正文 第三十章铁树开花的人度日如年的梦(3) (第1/2页)
当王炳中在北圪台儿上听说,有个外地人拿一块上海全钢手表,换了十斤白萝卜条儿的时候,他惊惧的程度,绝不亚于多年前劈到他家花园里的那个炸雷。就当时的情况,安社长一年的工资也买不下三块表,据说,那块宝贝一般的手表里边,有十九个夜里都能放出光辉的钻石!
王炳中心里头咯咯噔噔地敲打了一阵后才往回走,拐过石碾街的墙角之后他倒背了手,用力地把胸脯往起挺了几挺,丢失了许久的豪壮气迈就忽涌忽涌地自心口向上涌,一种失而复得一般的感觉,几乎令他有些乐不可支。
多少年来他就一直别扭,许多时候甚至有些沮丧,他那一片片肥沃的田地,一匹匹健壮的驴骡,一处处巍峨的庄宅,都早已在一个遥远的旧梦里飘摇远去了,就像一个火红火红的烙印,吱吱冒烟的时候疼痛难耐而痛不欲生,在无数个日出日落之后,只要稍稍地一分心,就能暂时忘却了那块火红的疤。
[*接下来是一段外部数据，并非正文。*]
Issue #212, opened 2026-08-25
`/health` reports the version but not the applied migration number


hokiepokedad2:
`GET /health` returns capabilities, status and version. It does not say which schema migration has been applied, and that is a different fact from the version.

A 5.2.1 binary pointed at a database whose migrations have not run reports `5.2.1` and behaves like an older one. A client gating a feature on the version will offer a control that writes to a column the database does not have — the write is accepted, the field is dropped, and nothing says so.

That is exactly the shape of the costume columns: `monsters.costume` and `raid.costume` arrive in migrations 6 and 7, and they arrive **separately**, so even "has migration 6" and "has migration 7" are different questions.

## The ask

One integer on `/health` — whatever `schema_migrations.version` holds.

## Why it is worth the five minutes

PoracleWeb.NET currently reads `schema_migrations` **directly from the Poracle database** for this one fact. It is the last read-only dependency our `PoracleContext` has. One integer on `/health` would let us delete the reader, its interface, its registration and that dependency — and would mean no client needs database credentials to answer "can this server store this field".

Version-plus-migration also composes better than either alone: version answers "which release line", migration answers "what can it store", and they come apart on cherry-picks, forks and locally built binaries that report `0.0.0`.

jfberry:
Closing this one **without adding `schema_version`**, which is the only request in the batch that did not get what it asked for — so the reasoning, rather than a pointer to #217.

Two things argued against the integer:

**A running server's schema cannot lag its binary.** `RunMigrations` is called at startup and `log.Fatalf`s on failure, so a binary that is serving traffic has every migration it ships applied. A database can be *ahead* — migrated by a newer binary, which then reports `ErrNoChange` to the older one — but never behind. The scenario the issue describes cannot occur.

**Publishing the number would make our migration numbering a public contract.** Once it is readable, clients write `if schema >= 7`, and we can no longer squash, renumber or reorder migrations. Worse, the mapping 6 → `monsters.costume`, 7 → `raid.costume` would live in *your* code and go stale silently — which is the objection you raised yourself in #214 about reimplementing the delete cascade.

What shipped instead, all in #217:

- **`costume` on `/health` capabilities** — answers "does this server support costume filters" directly, unauthenticated, no version arithmetic. One flag rather than two: the columns arrive in separate migrations, but a binary carries both and migrations cannot lag it, so for a running server the two questions collapse into one.
[...]

PR #217, opened 2026-08-26
v2 API: fix the client-feedback batch (#208–#216)

### LINKED ISSUE #208: `active_hours.day` is validated and documented as 0–6, but the scheduler reads ISO 1–7
Found while migrating PoracleWeb.NET to `/api/v2`. Confirmed against a running 5.2.1, not from source.

The v2 schema declares `day` as `minimum: 0, maximum: 6`, and `docs/v1-to-v2-migration-guide.md` documents it as "0 = Sunday … 6 = Saturday".

The scheduler disagrees. `isoDow` in `processor/cmd/processor/profiles.go` converts Go's `time.Weekday` to **ISO weekdays, Monday 1 through Sunday 7**, and `marshalV2ActiveHours` stores the entry exactly as given — nothing translates between the two.

## Reproduction

```
PATCH /api/v2/humans/{id}/profiles/1
  {"active_hours":[{"day":7,"hours":9,"mins":0}]}
  -> 422  "expected number <= 6"  at body.active_hours[0].day

PATCH /api/v2/humans/{id}/profiles/1
  {"active_hours":[{"day":0,"hours":9,"mins":0}]}
  -> 200  {"status":"ok"}
```

So through v2:

- **Sunday cannot be expressed at all** — the only value the scheduler accepts for it is rejected.
- **`day: 0` is accepted and matches no weekday** — it is stored and never fires.

The bot agrees with the scheduler rather than the schema: `activeHoursDayKeys` indexes `e.Day - 1` from Monday, and its own comment notes that values outside 1–7 render with an empty day name.

## Why this one is worth prioritising

The migration guide is explicit about the 0–6 numbering, so a client author following it writes schedules that silently never fire, and loses Sunday entirely. It fails quietly on both sides — no error at write time, no alert at run time.

## Possible fixes

Either bound `day` as 1–7 and document ISO, or keep 0–6 on the wire and convert on the way in and out. The first is less work and matches what is already stored by the bot and by v1; the second keeps the published guide true.

Whichever way it goes, the migration guide needs the same change.

## What we did meanwhile

PoracleWeb.NET keeps its own 1–7 validation and has left `active_hours` writes on v1.

### LINKED ISSUE #209: v2 invasion reads omit the targeting field for a named grunt, so GET → PUT is impossible
Confirmed against a running 5.2.1.

v2 requires **exactly one** of `type_id`, `grunt_id`, `everything`, `boss` on an invasion write. On read it only supplies one of them for some rules.

For a rule whose stored `grunt_type` is a **type** name, the read returns `type_id` and round-trips. For a rule whose `grunt_type` is a **named grunt**, the read returns no targeting field of any kind:

| stored `grunt_type` | v1 read | v2 read |
|---|---|---|
| `water` | `grunt_type: "water"` | `type_id: 11` |
| `blanche` | `grunt_type: "blanche"` | *(nothing)* |
| `player team leader` | `grunt_type: "player team leader"` | *(nothing)* |
| `npc 0` | `grunt_type: "npc 0"` | *(nothing)* |

Handing a v2 read straight back to a v2 write therefore fails:

```
GET /api/v2/humans/{id}/tracking/invasion/{uid}     -> no targeting field
PUT /api/v2/humans/{id}/tracking/invasion/{uid}     -> 422
   "exactly one of type_id, grunt_id, everything, boss must be set"
```

Since `PUT` is a full replace, a client cannot edit one filter on such a rule without reconstructing a field the server never gave it.

## Why a client cannot work around it

PoracleNG holds the forward name-to-id map and exposes no endpoint for it, and clients that store only the name — as PoracleWeb.NET does — cannot reconstruct the id. All four values above are live in production data, so this is not an edge case.

## Suggested fix

Return `grunt_id` on the read for rules whose `grunt_type` is a named grunt, so every rule v2 emits is a rule v2 accepts.

## What we did meanwhile

Invasion is excluded from our v2 migration in both directions. It is the only tracking type we could not move.

### LINKED ISSUE #210: `disable_showcase` is enforced but omitted from `disabledHooks` — the same shape as #195
A small follow-on from [#195](https://github.com/jfberry/PoracleNG/issues/195), found while adopting its fix.

`disable_showcase` arrived in 5.2.1. It is honoured in the processor:

```go
// cmd/processor/showcase.go:70
if ps.cfg.General.DisableShowcase {
```

and it is documented in the config editor's schema:

```go
// internal/api/config_schema.go:108
{Name: "disable_showcase", Type: "bool", Default: false,
 Description: "Disable Showcase (pokestop contest) webhook processing", HotReload: false},
```

But `DisableShowcase` appears nowhere in `internal/api`, so it never reaches `disabledHooks`. The 5.2.1 array is:

```
pokemon, raid, fort, invasion, lure, quest, weather, nest, gym, maxbattle
```

`fort` is there and `pokestop` is gone — both #195's fixes, working. `showcase` was simply never added.

## Why it is worth the one line

The reasoning is identical to #195: a client cannot tell that showcase processing is switched off, so it goes on offering a control that can never produce an alert.

There is also a practical consequence for the fix you already shipped. #195 predicted that `fort` in the array would let us "drop that second `/api/config/values` call entirely". It nearly does — but `disable_showcase` is readable **only** from that endpoint, so the call survives for that one field. Adding `showcase` to `hookTypes` would take a 5.2.1 client from two upstream calls per probe to one.

## The ask

One entry in the `hookTypes` slice in `huma_config.go`:

```go
{"showcase", cfg.General.DisableShowcase},
```

Naming it `showcase` rather than `pokestop_event` or similar would match how `fort` was named for the tracking type. Happy to PR it if that is easier than doing it yourself.

### LINKED ISSUE #211: v2 accepts out-of-range filter values, and unknown area names
v2 is documented as strict — unknown body fields and unknown query parameters are rejected with 422, and there is no type coercion. That strictness does not extend to **values**, which is surprising in the other direction.

Confirmed against a running 5.2.1.

## 1. IV bounds are not enforced

```
POST /api/v2/humans/{id}/tracking/pokemon?silent=true
  [{"pokemon_id":25,"min_iv":200,"max_iv":250}]

  -> 200
  {"created":[{ ... "min_iv":200, "max_iv":250 ... }]}
```

Read back verbatim: `pokemon_id=25 min_iv=200 max_iv=250`. IV is 0–100, so this rule can never match. There is no warning at write time and nothing to see at run time.

We hit this by accident while probing the endpoint, and the resulting rule sat unnoticed on a test account until it turned up in a screenshot reading "IV 200-100%".

Worth checking whether the same is true of the other bounded filters — `min_level`/`max_level`, `atk`/`def`/`sta`, `rarity`, `size` — since they share the pattern.

## 2. `override_areas` accepts names that do not exist

A non-admin's `override_areas` was stored verbatim on 5.1.0 v1, on 5.2.1 v1 and on 5.2.1 v2 — both for a fence carrying `userSelectable: false` and for a fence name that does not exist at all. In the same session, on the same human, `setAreas` stripped that same name, so the human was demonstrably non-admin and the filter demonstrably live.

**This one we would like a second opinion on**, because it contradicts what we built around. If it is intended, fine — but there is an edge worth naming: a crafted call can scope a rule to another user's private geofence name. That leaks nothing by itself, but it lets one account key alerts off another's area.

## Suggested fix

Bound the numeric filters in the v2 schema the same way `day`, `hours` and `mins` already are — huma will then reject them for free — and validate `override_areas` against the same allowed set `setAreas` uses.

### LINKED ISSUE #213: Profile create returns no `profile_no`, and no endpoint can rename a profile
Two gaps on the same resource, found migrating PoracleWeb.NET to v2. Both confirmed against a running 5.2.1.

## 1. Create does not return what it created

```
POST /api/v2/humans/{id}/profiles   ->   {"status":"ok"}
```

PoracleNG assigns the **lowest free** profile number rather than max + 1, so with profiles 0, 1 and 3 the new one is 2. The caller cannot predict it and is not told it.

The workaround is to snapshot the list, create, re-read and diff — on names that are not unique, so the diff has to be positional. We got this wrong once already: predicting max + 1 wrote alarms to a `profile_no` with no profile row, which later attached themselves to whatever profile was eventually created at that number.

Every other v2 mutation returns the resource it touched. Create returning `{"profile_no": 2}` — or the whole profile — would remove the dance.

## 2. Nothing can rename a profile

```
PATCH /api/v2/humans/{id}/profiles/1  {"name":"renamed"}
  -> 422  "expected required property active_hours to be present"  at body
  -> 422  "unexpected property"                                    at body.name
```

`active_hours` is required and is the only writable field. v1's `POST /api/profiles/{id}/update` answers `{"status":"ok"}` for a rename and writes nothing, which is arguably worse — it reports success.

`name`, `area` and the profile's coordinates are all unreachable through either API.

## What we did meanwhile

Rename is a direct database write against `profiles.name`. It is one of three places PoracleWeb.NET still writes the Poracle database, and the only reason this one exists is the absent endpoint.

## Suggested fix

Make `active_hours` optional on `PATCH` and accept `name` alongside it, so the verb means what PATCH usually means.

### LINKED ISSUE #214: No list-humans and no delete-human, on either API version
Every human route is single-`{id}`:

```
GET    /api/v2/humans              -> 404
GET    /api/v2/humans?type=webhook -> 404
GET    /api/humans                 -> 404
DELETE /api/v2/humans/{id}         -> 404
```

So a client cannot answer "who is registered on this instance" or "remove this account", and both are ordinary things for an administration UI to do.

## What we did meanwhile

PoracleWeb.NET keeps a repository over the Poracle database alive solely for these two operations — the admin user list and account deletion. Everything else about a human now goes through the API.

Account deletion is the more awkward of the two: doing it in the database means we also have to know every table a human touches, which is PoracleNG's schema rather than ours, and it goes stale silently when the schema changes.

## The ask, in order of usefulness to us

1. **`GET /api/v2/humans`**, ideally with a `?type=webhook` filter. The filter alone would close the delegated-webhook half of our need, which is the more common case.
2. **`DELETE /api/v2/humans/{id}`**, cascading whatever PoracleNG considers part of the account.

The first is the one that would let us drop the database dependency for the common path; the second is what would let us drop it entirely.

### LINKED ISSUE #215: v2 `setAreas` keeps the v1 `userSelectable` filter, so a client cannot set the fences it serves
Re-confirmed on 5.2.1 rather than taken from source:

```
POST /api/v2/humans/{id}/areas   {"areas":["<a user-drawn fence>","<an admin fence>"]}
  -> 200
stored: ["<an admin fence>"]
```

Silent. 200, no warning, the name simply gone — exactly as v1 behaves. `v2_humans.go` intersects the request against `st.Fences` where `UserSelectable` is true for non-admins, and its own comment says it mirrors `HandleSetAreas`.

## Why this blocks a client rather than just inconveniencing it

PoracleWeb.NET serves PoracleNG's geofence feed, and it serves **user-drawn private geofences with `userSelectable: false` on purpose** — so their names stay out of the bot's `!area` picker and out of DM text. The flag is doing exactly what we want on the bot side.

But the same flag then makes those fences unsettable through the API by the very user who drew them. So the one client that knows the fence is legitimate is the one that cannot say so.

## What we did meanwhile

Every user-geofence area change is a direct database write to `humans.area` and the active `profiles.area`, in one transaction. It is the largest of our remaining direct-database paths — seventeen call sites — and it exists only because of this filter.

## Possible fixes, roughly in order of preference

1. **An explicit trusted flag on the request**, honoured only for the configured API secret — `{"areas":[…],"trusted":true}` or similar. The secret already distinguishes a server-side client from a user.
2. **Honour `displayInMatches: false` instead**, so a fence can be hidden from DMs and the picker while remaining settable.
3. **A separate route** for setting areas without the intersection, secret-gated.

Any of the three would let us delete that path entirely.

### LINKED ISSUE #216: `POST /language` accepts unknown codes when `available_languages` is unset, and lowercases what it stores
Two small observations from migrating a client onto `/api/v2`. Raising them separately now that [#194](https://github.com/jfberry/PoracleNG/issues/194) is closed, since they surfaced while testing that fix rather than being part of it.

## 1. An unknown code is accepted when nothing is configured

```
POST /api/v2/humans/{id}/language   {"language":"zz"}
  -> 200, stored
```

On a deployment that configures `general.available_languages`, the same call is refused — which is the behaviour #194 was about, and is correct. But on a deployment that configures nothing, any string is accepted and stored.

The set of languages PoracleNG actually has translations for is known to the server regardless of whether an operator has narrowed it. Validating against that set, rather than only against the operator's allow-list when one exists, would make the endpoint consistent between the two configurations.

Low severity — a client sending a code from its own menu will not hit it. It matters mainly because "unrestricted" currently means "unvalidated", which is a surprising reading of the same field.

## 2. The write lowercases, and the read reflects that

```
POST /api/v2/humans/{id}/language   {"language":"DE"}
  -> 200
GET  ... -> "de"
```

Sensible normalisation, and I am not asking for it to change. It is worth a line in the API docs, though: a client that sends back a value it read from its own configuration gets a different string than it sent, which looks like a failed write if the client compares them.

Both are documentation-or-validation rather than defects. Filing them so they are written down somewhere other than my own notes.

jfberry:
Addresses the batch of v2 API feedback from @hokiepokedad2 (PoracleWeb.NET), our first external consumer of `/api/v2`.

Closes #208, closes #209, closes #210, closes #211, closes #213, closes #214, closes #215, closes #216. Partially addresses #212 (see below).

Every claim in those issues was verified against the code before fixing; all nine were valid, two were worse than reported.

## What's here

| # | Fix |
|---|---|
| **208** | `active_hours.day` is ISO 1–7. Sunday is expressible; `day: 0` is rejected rather than storing a schedule that never fires. |
| **209** | `grunt_type` joins the one-of set as a validated string; a read emits exactly one targeting field — whatever the rule is stored as. |
| **210** | `showcase` added to `disabledHooks`. |
| **211** | 55 fields bounded across all 11 tracking types; `override_areas` validation now actually runs. |
| **212** | `costume` capability flag, `GET /api/v2/activity`, `GET /api/masterdata/costumes`. `schema_version` deliberately **not** added — reasoning below. |
| **213** | Profile create returns the created profile; `PATCH` is a real PATCH and can rename. |
| **214** | `GET /api/v2/humans` (`?type=`, `?id=a,b,c`) and `DELETE /api/v2/humans/{id}`. |
| **215** | `setAreas` reports what it stored vs rejected; opt-in `trusted` flag. |
| **216** | Language validated against loaded locales; the lowercasing is documented. |

## Two that were worse than reported

**#209** — 41 of the 59 distinct `grunt_type` values in shipped data had no read representation, not a handful: every leader, all 24 `npc_*`, `mixed`, `darkness`, `gruntb`, `decoy`.

The suggested fix (return `grunt_id`) would not have closed it. `grunt_id` mode takes the grunt's own gender, and `mixed`/`darkness`/`gruntb`/`decoy` exist only as male/female pairs — so `("mixed", gender 0)`, which is exactly what `!invasion mixed` stores, has no `grunt_id` at all.

**#211.2** — the `override_areas` check wasn't weak, it never ran. `validateOverrideFields` gates on `oc.permitted != nil`, `permitted` came from `AreaLogic`, and `main.go` never sets `AreaLogic`. Dead code on every tracking write, v1 and v2, all 11 types.

## Three decisions worth review before merge

**1. `trusted` on setAreas (#215).** The API secret is what distinguishes a server-side client from an end user, so a caller holding it may assert a change is already authorised. `trusted` lifts the `userSelectable` filter **only** — unknown fence names are still rejected, so a typo can't become a stored area matching nothing. Chosen over honouring `displayInMatches` instead, which would change semantics for every operator.

**2. This changes v1 behaviour (#211.2).** v1 tracking writes now reject an unpermitted `override_areas` value. That has always been v1's intended contract — `TestTrackingAPI_RejectsAreaNotPermitted` asserts it — and it simply never fired in production. A v1 client sending an area the user may not select now gets 400 where it previously got 200 and a rule that never matched.

**3. The invasion read shape changes (#209).** `type_id` and `everything`/`boss` are no longer emitted; only `grunt_type` is. Safe right now precisely because invasion is excluded from PoracleWeb.NET's migration in both directions — but that window closes on adoption.

## Why #212 doesn't add `schema_version`

The gap is real, but an integer is the wrong shape for it.

Migrations are mandatory at startup (`RunMigrations` fatals on failure), so a DB can only ever be *ahead* of the binary, never behind — the premise scenario can't occur on a running server. More importantly, publishing a migration number invites `if schema >= 7`, which makes our migration *numbering* a public contract: no squashing, no renumbering, ever. And the mapping 6→`monsters.costume`, 7→`raid.costume` would live in client code and go stale silently — the same objection raised in #214 about the delete cascade.

The concrete question ("can this server store costume?") is already answered by `/openapi.json`, which carries `costume` on `V2PokemonRule` and `V2RaidRule` and needs no secret to fetch. Alongside that:

- **`costume` capability on `/health`** — feature support, unauthenticated, no version arithmetic. One flag not two: the columns arrive in migrations 6 and 7, but a binary carries both, so for a running server the two questions collapse into one.
- **`GET /api/v2/activity`** — everything seen in the last 6h in one response: raid and max battle bosses, quest reward ids, invasion grunts, and costumes/forms on wild pokemon and raid bosses. Lets a picker be populated from what's live rather than the whole masterfile, and turns a feature *gate* into data-driven UI. One call, not twelve routes — a page with several pickers would otherwise fan out into the N+1 objected to in #214.
- **`GET /api/masterdata/costumes?locale=`** — costume names existed only inside the processor. `costume_{id}` keys are fully translated and `gd.Costumes` loads at startup, but nothing served either, so a client holding a costume id couldn't render it in **any** language — including on an existing tracking rule, which displayed a bare number.

**Empty ≠ unsupported.** A quiet instance, or one restarted within the window, returns empty lists legitimately. The capability flag is what disambiguates.

## Two questions for @hokiepokedad2

1. **`/api/v2/activity` per-pokémon shape.** Currently `[{"pokemon_id": 25, "ids": [1, 12]}]` rather than an object keyed by pokémon id, so the schema stays strictly typed in `/openapi.json` instead of leaning on `additionalProperties`. Costs you one index build. Happy to switch if the map is more useful.
2. **Does `/masterdata/grunts` need `?locale=`?** It's English-only, built once at startup, and it's the same gap as costumes — relevant to your #209 invasion work. Left out rather than expanding scope unasked. `character_category_{id}` and `poke_type_{id}` are both already localised, so it's cheap.

## Verification

`go build`, `go vet`, `go test ./...` (45 packages), and `golangci-lint` (v2.13.1, the CI-pinned version) all clean. Every fix was written test-first with the failing test observed before implementing. The OpenAPI golden is regenerated; diffs were inspected rather than blind-accepted.

Two bugs surfaced while fixing others and are covered by regression tests:

- `MockHumanStore.AddProfile` assigned max+1 while `SQLHumanStore` assigned lowest-free, so a test could assert the wrong number and still pass.
- `!profile add` reported the number it created by searching back for the highest profile with a matching name. Creating "Work" while an older "Work" sat at a higher number reported the older one — #213's exact failure, present in the bot.

## Known edge

A rule stored out of range before #211.1 can no longer be `PUT` back unchanged. Those rules are dead by construction, and a 422 naming the field is more use than a round trip preserving a filter that can't match — but it is a real break in the round-trip invariant. A clamping migration is the alternative if that trade reads wrong.


hokiepokedad2 (commented):
Answering your two questions.

**Activity shape — keep the array.** `additionalProperties` generates as `Dictionary<string, V2Activity>` in a typed C# client and drops the per-field docs along the way, so the map costs us more than the index build saves. Sorted output is the right call for the same reason.

**`/masterdata/grunts?locale=` — yes, please.** Same gap as costumes, and we're already paying for it: we carry a `GRUNT_DISPLAY_KEYS` table mapping every grunt name to our own i18n keys, across eleven locale files, kept in step with your vocabulary by hand. `?locale=` deletes that table. It matters more now that #209 makes `grunt_type` the field every read emits — the string is the identity, so we need somewhere to get its display name.

jfberry:
Both answered, and the second is now implemented in b6238771.

**Activity shape — array kept.** The `Dictionary<string, V2Activity>` codegen argument is the better reason than the one I gave; I was arguing schema strictness and losing the per-field docs is the sharper cost. Unchanged.

**`/masterdata/grunts?locale=` — done.** `type` resolves via `poke_type_<id>`, `grunt` via `character_category_<id>`, mirroring the chain enrichment already uses for alert rendering, so the API and the bot produce the same names.

Two things about the shape worth knowing before you delete `GRUNT_DISPLAY_KEYS`:

**The display name is two fields, not one, and you need both.** `grunt` alone collapses Blanche/Candela/Spark into "Team Leader" and all 24 `npc_*` into "Unset". `type` is what keeps them distinct — it falls back to the template-derived name when a grunt has no pokemon type. Together they are distinct for every grunt in shipped data; either alone is not.

**Each entry now also carries `grunt_type`.** You could not have joined this response to a tracking rule without it: the map is keyed by grunt id, several ids share one `grunt_type` (regular and event Giovanni, male/female pairs), and after #209 `grunt_type` is what a rule read gives you. Index on that field rather than on the map key.

```
GET /api/masterdata/grunts?locale=de

"5":  { "grunt_type": "grass",   "type": "Pflanze",  "grunt": "Ruepel",     "gender": 2, ... }
"44": { "grunt_type": "giovanni","type": "Giovanni", "grunt": "Giovanni",   "gender": 0, ... }
"1":  { "grunt_type": "blanche", "type": "Blanche",  "grunt": "Teamleiter", "gender": 0, ... }
```

One honest limit: the `type` fallback is **English**, because there is no per-name translation key on our side — `poke_type_*` covers the 18 typed grunts and `character_category_*` covers the categories, and nothing covers "blanche" or "npc_0" as strings. So a German client gets "Pflanze Ruepel" for a grass grunt but "Blanche Teamleiter" for Blanche. Your table shrinks a lot; it does not vanish for those names.

Closing that properly would mean a `grunt_name_{grunt_type}` keyspace in our locale files. You already have exactly that, across eleven locales, built by hand. If you would be willing to contribute it upstream it would close the gap for every client rather than just ours — but that is @jfberry's call to make, not something I should commit to in a review reply.

jfberry:
Correction to my previous comment: **disregard the contribution ask.** We already ship these translations and I missed them. `8a4ed111` uses them.

`resources/gamelocale/*.json` carries `grunt_<id>` — the complete display name, already composed as type + category + gender — for 415 grunts across 16 locales, plus `grunt_a_<id>` as an abbreviated form:

```
grunt_10    EN "Dark - Grunt (Female)"   DE "Unlicht - Rüpel (Weiblich)"
grunt_a_10  EN "Dark ♀"
grunt_1     EN "Blanche"                 DE "Blanche"
grunt_53    EN "Jessie"                  DE "Jessie"
grunt_45    EN "Decoy Grunt (Male)"      DE "Täusch-Rüpel (Männlich)"
```

I had been composing a name from the `poke_type_<id>` and `character_category_<id>` halves, which duplicated that and did it worse — the composed form stayed English for any grunt without a pokemon type, so Blanche, Candela, Spark, Jessie and the 24 `npc_*` entries were untranslated in every locale. That was the "honest limit" in my last comment. It was not a limit, it was a bug.

Entries now carry:

```
GET /api/masterdata/grunts?locale=de

"10": { "grunt_type": "dark",
        "name":       "Unlicht - Rüpel (Weiblich)",
        "short_name": "Unlicht ♀",
        "type":       "Unlicht",
        "grunt":      "Rüpel",
        "gender": 2, ... }
```

`name` / `short_name` are what you want. `type` and `grunt` stay exposed if you'd rather compose your own label. `GRUNT_DISPLAY_KEYS` should be deletable outright rather than partially — worth checking against your eleven locales, since ours are the pogo-translations set and may not line up exactly with yours.

The one thing from my last comment that still stands: **index on `grunt_type`, not on the map key.** Several grunt ids share one `grunt_type` (regular vs event Giovanni, male/female pairs), and after #209 `grunt_type` is what a rule read hands you. Note that means one `grunt_type` can map to several `name`s — "Grunt (Male)" and "Grunt (Female)" both sit under `mixed` — so for a rule that stores gender 0 you'll want to pick a representative or fall back to `grunt`.

hokiepokedad2:
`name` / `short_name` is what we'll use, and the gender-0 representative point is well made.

在他有生以来那些最醉心的日子里,牛秋红那个时不时放在他后脑勺儿上的不知深浅的手,好多时候曾令他厌恶不止,那时的他不能容忍任何的身外之物,触及到他的最高傲之处,他的盛气凌人和铮铮铁骨,似乎是与生俱来的上天馈赠,只要有他在,尚官道和夏官道中间的大青石条上,就没有第二个敢和他并行走的人。在石碾街熙熙攘攘的人流中,他永远是那轮众星拱着的月亮,就像是丝弦戏里如雷贯耳的名角儿,不管拨子板、垛子板还是哭板、甩板,也无论“山坡羊”“锁南枝”抑或“黄莺儿”“黑莺儿”,都要围着他的腔调去弹拨敲打。
曾几何时,这一切都变了!几乎变得令他无法忍受,他的后脑勺儿仿佛永远有一只看不见的大手使劲儿按着,直按得他身心疲惫再抬不起头来,原来那些拱着他的星星,仿佛忽啦一下子全涌到了天河的另一边去了,连走路都走不端正的白锁住,都像躲避麻风病一样地躲避他,就是会来和丑妮在学校,也被同学们给挤兑到了一个另类的边缘。
这一切都是因为有一只看不见的手在作祟,那只作祟的手奇怪的名字有些拗口,叫“阶级”,不要说孩子们,就连他王炳中自己,也不知道那个看不见、摸不着的东西是冷、是热、是红、是白。尤其是“阶级”的后边缀了“成分”两个字后,简直要把他的肚皮气破,那简直就是一大片牛皮癣,人要是到不了另一个世界去,那片癣注定着就要如影相随、永难离弃,要不了命却难受得要命,比孙悟空头上的金箍还牢靠、还有效……就是有了阶级又有了成分,他也永不相信王家的肌骨里能流出一摊无能的血。